Re: XML enable indexing text in windows server

PostPosted:Fri Sep 27, 2013 3:53 am
by kknd
help-me please :/

the msg in log

Image

Re: XML enable indexing text in windows server

PostPosted:Sat Sep 28, 2013 3:02 pm
by jllort
Can you test in our online demo if problem happens there too. And if it happens indicate the file path, I would like to see the contents if there're some reason why the parser does not like it.

Re: XML enable indexing text in windows server

PostPosted:Sat Sep 28, 2013 10:54 pm
by kknd

Re: XML enable indexing text in windows server

PostPosted:Sun Sep 29, 2013 7:57 am
by jllort
I've tested with other xml and seems goes right, you can see at http://demo.openkm.com/OpenKM/index.jsp ... 59da2612f3

I take a look into xml and seems is signed document.

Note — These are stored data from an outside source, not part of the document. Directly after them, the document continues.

Issue #2198, opened 2025-06-01
Link lightning in settings is confusing


axelvyrn:
For stackers unfamiliar with lightning auth, they think it's an invoice that they pay:

> When I try to link my lightning wallet from settings through the "Link Lightning" button under auth methods
>
> ![Image](https://github.com/user-attachments/assets/d0fcbcfd-dd5a-493a-b126-92b7a8d004d4)
>
> I try to complete the invoice through my speed wallet it shows it is unable to pay the invoice.

ekzyis:
It's not a lightning invoice, it's LNURL-auth, the same thing we use for login with lightning, see https://lightninglogin.live/.

I guess we should clarify this in the settings UI.

axelvyrn:
oh, then Speed Wallet doesn't support it ig

PR #2206, opened 2025-06-04
Settings LNURL UI Update

axelvyrn:
## Description

Added a tooltip beside the Link Lightning button just like beside the Generate API key button (issue https://github.com/stackernews/stacker.news/issues/2198). It will tell the user about LNURL auth, a list of supported wallets and basic idea of what it is. ( as suggested in this [comment](https://github.com/stackernews/stacker.news/issues/2198#issuecomment-2926834820))

## Screenshots

N/A

## Additional Context

none

## Checklist

yes

9 - it affects the settings UI

yes. checked from dev console.

none

### DIFF
--- a/pages/settings/index.js
+++ b/pages/settings/index.js
@@ -861,10 +861,28 @@ function AuthMethods ({ methods, apiKeyEnabled }) {
             : <div key={provider} className='mt-2'><EmailLinkForm callbackUrl='/settings' /></div>
         } else if (provider === 'lightning') {
           return (
+            <div key={provider} className="d-flex align-items-center mt-2">
             <QRLinkButton
               key={provider} provider={provider}
               status={methods[provider]} unlink={async () => await unlink(provider)}
             />
+            <Info className="ms-2">
+                      <ul>
+                        <li>
+                          This is an LNURL-auth. Not sure what it is? Check <a target="_blank" href="https://lightninglogin.live/learn">here</a>
+                        </li>
+                        <li>
+                          Linking your Lightning wallet allows you to quickly sign in and zap directly from your wallet.
+                        </li>
+                        <li>
+                          You can unlink your wallet at any time.
+                        </li>
+                        <li>
+                          <b>Tip:</b> Use a wallet that supports LNURL-auth for seamless experience. Check the list of <a target="_blank" href="https://github.com/lnurl/luds/blob/luds/README.md#lnurl-documents">supported wallets</a>
+                        </li>
+                      </ul>
+                    </Info>
+                  </div>
           )
         } else if (provider === 'nostr') {
           return <NostrLinkButton key='nostr' status={methods[provider]} unlink={async () => await unlink(provider)} />


pages/settings/index.js
```diff
@@ -861,10 +861,28 @@ function AuthMethods ({ methods, apiKeyEnabled }) {
...
               key={provider} provider={provider}
               status={methods[provider]} unlink={async () => await unlink(provider)}
             />
+            <Info className="ms-2">
+                      <ul>
+                        <li>
+                          This is an LNURL-auth. Not sure what it is? Check <a target="_blank" href="https://lightninglogin.live/learn">here</a>
+                        </li>
+                        <li>
+                          Linking your Lightning wallet allows you to quickly sign in and zap directly from your wallet.
```
huumn: This is not true.

huumn (changes requested):
You cannot zap after auth'ing from lightning. its just auth .............

pages/settings/index.js
axelvyrn: removed that line

axelvyrn:
> this is not passing linting. run `sndev lint` to see errors.

checked. fixed the errors.

huumn (changes requested):
Screenshot 2025-06-05 at 8 18 20 PM

There is asymmetrical padding around this button now

axelvyrn:
how can that be there is `d-flex align-items-center` on the parent div.
anyways i'll try something else.

axelvyrn:
this should do

ekzyis:
Can you post screenshots like mentioned in the PR template?

axelvyrn:
i wanted to but i could not.
i was not able to load up the environment :(

ekzyis:
You weren't able to run the code?

axelvyrn:
no. my pc doesn't support docker, and codespaces doesn't open the ports idk why

ekzyis:
How do you explain your `9` in the QA question?

> **On a scale of 1-10 how well and how have you QA'd this change and any features it might affect? Please answer below:**
9 - it affects the settings UI

axelvyrn:
through dev console, i edited the code live

ekzyis:
That doesn't mean you tested your code which is what QA means ...

axelvyrn:
if it was wrong, it would not have showed up on the page right?
even k00b sent the ss here, there were only some padding issues

axelvyrn:
is this fine? symmetrical padding on both sides and centered info button?

ekzyis (changes requested):
> very sorry for 2 PRs in one but Github does not let commit 2 pull requests from 1 branch and I had changed the master branch itself

Create another branch.

axelvyrn:
15 files! Even copying the code will take a day

worker/nostrCrosspost.js
```diff
@@ -0,0 +1,53 @@
...
+      nostrCrosspostAt: { lte: now }
+    }
+  })
+
+  for (const item of items) {
+    try {
+      // Compose the Nostr message
+      const message = `${item.title || ''}\n${item.text || ''}\nhttps://stacker.news/items/${item.id}`.trim()
+      const nostr = nostrLib.get()
+      const signer = nostr.getSigner({ privKey: process.env.NOSTR_PRIVATE_KEY })
```
ekzyis: This will sign with SN's private key. This is not what we want.

ekzyis (changes requested):

worker/nostrCrosspost.js
axelvyrn: Oh, the user's nostr right. I'll change this

axelvyrn:
using user's nostrPubkey now

axelvyrn:
> Did you read AND understand [this comment](https://github.com/stackernews/stacker.news/pull/779#issuecomment-1936978875)?

I did and I think I mentioned it in the What I changed and Why section of the PR description.
I tried something else, though. You cannot edit a post which has already been posted on Nostr, but you can control WHEN it is being posted.
That is why in `api/resolvers/item.js` I added a 10-minute timer so that after the SN edit window closes, the Nostr post is created. Until then the post is say, at a storage temporarily. Is that not plausible?
image
and the backend handles the storing of the Nostr crossposting time
image

Do I need to change anything?

ekzyis (changes requested):
- You broke the random feed
- Your nostr signer doesn't work because your assumption is wrong that the backend has a way to sign with a pubkey
- You added a bunch of tests that didn't even catch that your signer doesn't work
- You added an empty file
- You added unrelated changes from #2214
- The script you added to schedule the job never runs and it's also not how we schedule jobs in our codebase anyway
- This does not require running jobs on a schedule and thus also not new columns on the `Item`, you can queue jobs on item create and update

I suggest you work on something else since you mentioned this was not easy.

axelvyrn:
Ok 🙏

I suspect could be some error in xml or similar that could cause when parser goes across xml tag find the error and system goes to some Exception. Basically xml extractor goes across all nodes and parse only values or attributes not xml tags ... if he find some error then break. I think is what's happening.

Re: XML enable indexing text in windows server

PostPosted:Mon Sep 30, 2013 9:11 am
by pavila
I have found a couple of errors in the NFe_falhaSchema.xml document:

- It has several spaces before "<?xml version="1.0" encoding="utf-8"?>" and the XML parser does not like that.
- The ending "</NFe>" is missing and the XML parser can't validate it.